### TASK STATEMENT
Using the data below, copy each line that includes the word "saved".

### DATASET EXTRACT
Start of Block

Issue #322, opened 2019-07-23
Configuration file: item not saved when it's missing


gildub:
If an item from configuration file is missing or added with new feature then survey would correctly prompt for the value if needed but the item is not saved to configuration file.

End of Block

### RESULT OF THIS TASK
Configuration file: item not saved when it's missing
If an item from configuration file is missing or added with new feature then survey would correctly prompt for the value if needed but the item is not saved to configuration file.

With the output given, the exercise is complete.